The Supreme Court, as the apex judicial authority, is more than a court of law; it is the final custodian of constitutional meaning. In moments such as this, it must act not with haste, but with timeliness, not with impulse, but with urgency. For justice that arrives late does not merely limp; it risks irrelevance.

Nigeria stands at a threshold, between plurality and uniformity, contestation and compliance. The ADC matter, though technical, poses a deeper question: will the country sustain a genuine multi-party democracy, or drift toward a one-party state masked in democratic form? The ADC has warned of a broader pattern of opposition destabilisation. Whether fully accepted or not, the effect is clear: when opposition platforms are weakened by conflict or delay, the democratic field narrows, and choice becomes illusion.

This is the paradox: stability without competition is stagnation; unity without dissent is uniformity. Democracy thrives on structured disagreement. As the tale of Icarus reminds us, power without restraint invites collapse. Democracies endure not by the strength of rulers, but by the resistance of opposition. Across established democracies, this is a lived reality. The United Kingdom’s “Loyal Opposition,” the United States of America’s partisan contestation, and Germany’s coalition politics all ensure that power is balanced, not monopolised.

Nigeria must do the same. A weakened opposition is not a political inconvenience; it is a democratic vulnerability. It narrows choice while widening power; it simplifies governance while complicating accountability. It creates the illusion of order, even as it erodes the substance of democracy.

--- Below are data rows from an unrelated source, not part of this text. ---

PR #867, opened 2021-12-07
feat: replace rest proxy with kafka control center

rgraber:
The rest proxy was not as useful for monitoring/debugging kafka work as previously hoped. The control center is much easier to use. It is expensive on memory and CPU, but given that it is not actually required for anything except local debugging specific to kafka work it shouldn't be an undue burden.

result of `docker stats edx.devstack.kafka-control-center`  \:
```CONTAINER ID   NAME                                CPU %     MEM USAGE / LIMIT     MEM %     NET I/O           BLOCK I/O         PIDS
ee153703ae73   edx.devstack.kafka-control-center   11.73%    677.1MiB / 9.731GiB   6.80%     21.2MB / 14.6MB   91.7MB / 9.25MB   146
```
----

### DIFF
--- a/docker-compose.yml
+++ b/docker-compose.yml
@@ -167,7 +167,7 @@ services:
         aliases:
           - edx.devstack.kafka
 
-  # browser app for monitoring local Kafka cluster
+  # browser app for monitoring local Kafka cluster. This is quite memory- and CPU-intensive, so it should only be used for local Kafka debugging
   kafka-control-center:
     image: confluentinc/cp-enterprise-control-center:6.2.1
     hostname: kafka-control-center.devstack.edx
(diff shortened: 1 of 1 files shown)


docker-compose.yml
```diff
@@ -167,25 +167,28 @@ services:
         aliases:
           - edx.devstack.kafka
 
-  # RESTful interface to the Kafka cluster
-  kafka-rest-proxy:
-    image: confluentinc/cp-kafka-rest:6.2.1
+  # browser app for monitoring local Kafka cluster
```
dianakhuang: Given the memory/CPU constraints, I would also leave a comment about when you want to bring up this container (i.e. only when doing Kafka debugging.)

dianakhuang (approved):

The judiciary, in this equation, is both a referee and a stabiliser, detached yet decisive; impartial yet impactful. A timely judgement on the ADC matter would not constitute judicial overreach; it would represent constitutional fidelity. It would affirm that the rule of law is not elastic, that justice is not seasonal, and that democracy is not optional.

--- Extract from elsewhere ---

PR #892, opened 2022-01-24
fix: create reports_v1 db as well for analytics-data-api service

schenedx:
When provisioning the analytics-data-api service, the database `reports` was created, but the `reports_v1` db was not.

Philosophically, the tension is ancient. Plato imagined a republic governed by wisdom, but modern democracies recognise that wisdom must be institutionalised rather than personified. Courts, therefore, are not ornamental; they are foundational. When they hesitate excessively, the structure they uphold begins to wobble.

To delay, therefore, ultimately, is to decide, only without transparency. It allows the present imbalance to harden into precedent, the temporary to masquerade as permanent. In the ADC matter, such a delay risks more than procedural inconvenience; it risks disenfranchising millions of Nigerians who seek political expression through a platform of their choice.

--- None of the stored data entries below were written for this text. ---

PR #894, opened 2022-01-27
feat: add frontend app authn

zainab-amir:
Ticket: https://openedx.atlassian.net/browse/VAN-315

----

### DIFF
--- a/README.rst
+++ b/README.rst
@@ -308,6 +308,8 @@ Instead of a service name or list, you can also run commands like ``make dev.pro
 +------------------------------------+-------------------------------------+----------------+--------------+
 | `frontend-app-gradebook`_          | http://localhost:1994/              | MFE (React.js) | Default      |
 +------------------------------------+-------------------------------------+----------------+--------------+
+| `frontend-app-authn`_              | http://localhost:1999/              | MFE (React.js) | Default      |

The warning has already been sounded in the public square: if the judiciary falters, the integrity of the 2027 elections themselves may be called into question. This is not alarmism; it is a recognition that elections are not merely events, but processes, processes that depend on timely, credible, and enforceable legal frameworks.

Nigeria now faces a stark contrast: a democracy that is noisy, plural, and alive, or one that is quiet, concentrated, and controlled. The former may appear untidy, but it is the untidiness of freedom; the latter may seem orderly, but it is the orderliness of constraint. One invites participation; the other enforces compliance.

At this inflexion point, the Supreme Court sits at the fulcrum. A decision that is timely, clear, and grounded can restore the balance between power and opposition, authority and accountability; anything less risks a slide into hollow opposition, ritual elections, and quiet authoritarianism.

Democracy rarely collapses overnight; it erodes in moments of delay and indecision. The ADC matter is one such moment. The Court must speak, now, not later. For in this hour, it is not just a case that stands before the bench; justice and democracy themselves are on trial.

Dr. Onukwuli is a legal scholar and public affairs analyst.